### STORED DATA
PR #3720, opened 2020-09-17
Fix wrong state on leave hover

RemcoSimonides:
To do in issue #3674 

"When I hover an already uploaded image with another image, it deletes the previous one"

### DIFF
--- a/libs/media/src/lib/components/cropper/cropper.component.ts
+++ b/libs/media/src/lib/components/cropper/cropper.component.ts
@@ -111,7 +111,7 @@ export class CropperComponent implements OnInit {
   @HostListener('dragleave', ['$event'])
   onDragLeave($event: DragEvent) {
     $event.preventDefault();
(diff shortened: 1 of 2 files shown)


libs/media/src/lib/components/cropper/cropper.component.ts
```diff
@@ -111,7 +111,11 @@ export class CropperComponent implements OnInit {
   @HostListener('dragleave', ['$event'])
   onDragLeave($event: DragEvent) {
     $event.preventDefault();
-    this.nextStep('drop');
+    if (!!this.form.blobOrFile.value || (this.form.ref?.value && !this.form.delete)) {
```
RemcoSimonides, line 114: !! @ this.form.ref?.value

pldespaigne: auto-review ^^ ☝️

pldespaigne (approved):
don't forget to remove the `delete` flag

PR #3729, opened 2020-09-18
Fix attendEvent permission and link on invitation

RemcoSimonides:
To do in issue #3674 

"Request to access a screening from buyer to seller has a wrong link id, it uses the invitation id instead of the event id"

Also, users that are not an admin didn't have access to requests to attend the event. Now they do.

### DIFF
--- a/libs/invitation/src/lib/guard/invitations.guard.ts
+++ b/libs/invitation/src/lib/guard/invitations.guard.ts
@@ -48,6 +48,9 @@ export class InvitationGuard extends CollectionGuard<InvitationState> {
           return combineLatest([
             this.service.syncCollection(ref => ref.where('fromUser.uid', '==', user.uid)),
             this.service.syncCollection(ref => ref.where('toUser.uid', '==', user.uid)),
+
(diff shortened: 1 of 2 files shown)


libs/invitation/src/lib/guard/invitations.guard.ts
```diff
@@ -48,6 +48,9 @@ export class InvitationGuard extends CollectionGuard<InvitationState> {
           return combineLatest([
             this.service.syncCollection(ref => ref.where('fromUser.uid', '==', user.uid)),
             this.service.syncCollection(ref => ref.where('toUser.uid', '==', user.uid)),
+
+            this.service.syncCollection(ref => ref.where('type', '==', 'attendEvent').where('fromOrg.id', '==', orgId)),
+            this.service.syncCollection(ref => ref.where('type', '==', 'attendEvent').where('toOrg.id', '==', orgId)),
```
fritzschoff, line 53: why complicated when easy is possible!

fritzschoff (approved):

PR #3730, opened 2020-09-18
artistic, production & additional

GrandSchtroumpf:


libs/movie/src/lib/movie/marketplace/additional/additional.component.html
```diff
@@ -1,43 +1,88 @@
...
+    <h2>Release</h2>
+    <article *ngFor="let release of movie.originalRelease">
+      <h5>{{ release.country | translateSlug : 'TERRITORIES'}}</h5>
+      <p>{{ release.media }} {{ release.date | date: 'shortDate' }}</p>
+    </article>
+  </section>
+
+  <mat-divider></mat-divider>
+
+  <section *ngIf="movie | hasKeys: 'estimatedBudget'">
```
Mussuranae, line 14: if there is no estimatedBudget, there will be 2 dividers one after the other ?

libs/movie/src/lib/movie/marketplace/production/production.component.html
```diff
@@ -0,0 +1,53 @@
+<ng-container *ngIf="(movie$ | async) as movie" test-id="content" >
+  <h1 *ngIf="movie | hasKeys: keys">Production Details</h1>
```
Mussuranae, line 2: I don't understand why the hasKey pipe is on a title. Souldn't it be on a section or something like that ?

Mussuranae (approved):

PR #5795, opened 2021-05-14
5760 Update avails tab UI

RemcoSimonides:
issue #5760

### DIFF
--- a/apps/catalog/catalog/src/app/marketplace/title/avails/map/avails-map.component.html
+++ b/apps/catalog/catalog/src/app/marketplace/title/avails/map/avails-map.component.html
@@ -57,17 +57,33 @@
 <mat-card class="avails-card">
   <mat-card-header>
     <mat-card-title>Available Territories</mat-card-title>
+  </mat-card-header>
+  <mat-divider></mat-divider>
+  <mat-card-header>
     <mat-card-subtitle *ngIf="org$ | async as org">
-      Click on the territories you're interested in to add them to your Selection. For territories that are not licensed, feel free to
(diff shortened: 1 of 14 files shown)


apps/catalog/catalog/src/app/marketplace/title/avails/map/avails-map.component.html
```diff
@@ -57,17 +57,33 @@
...
+        <ng-container *ngIf="status === 'VALID' else invalid">
+        </ng-container>
+      </ng-container>
+      <ng-template #invalid>
+        <section class="overlay" fxLayoutAlign="center center">
+          <article class="mat-body-2">
+            Please fill in Avail Search Criteria section to show results on the Map.
+          </article>
+        </section>
+      </ng-template>
```
RemcoSimonides, line 82: availsForm.statusChanges doesn't fire at the start. The availsForm has to change first.

As `*ngIf` doesn't work for undefined, I decided to use the else here.

styles/components/mat-form-field.scss
```diff
@@ -23,6 +23,11 @@
         display: none;
       }
     }
+
+    mat-icon[matPrefix] {
+      margin-left: 10px;
+      margin-right: 10px;
```
RemcoSimonides, line 29: This is not a multiple of 4 but this is what comes closest to the date fields
image

apps/catalog/catalog/src/app/marketplace/title/avails/map/avails-map.component.html
GrandSchtroumpf: You can do in the component: 
```typescript
status$ = this.availsForm.statusChanges.pipe(startWith('INVALID'));
```

GrandSchtroumpf (approved):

### TASK REQUIREMENTS
Show all lines in the entries above where the string "header" appears.

### WRITTEN REPLY
   <mat-card-header>
+  </mat-card-header>
+  <mat-card-header>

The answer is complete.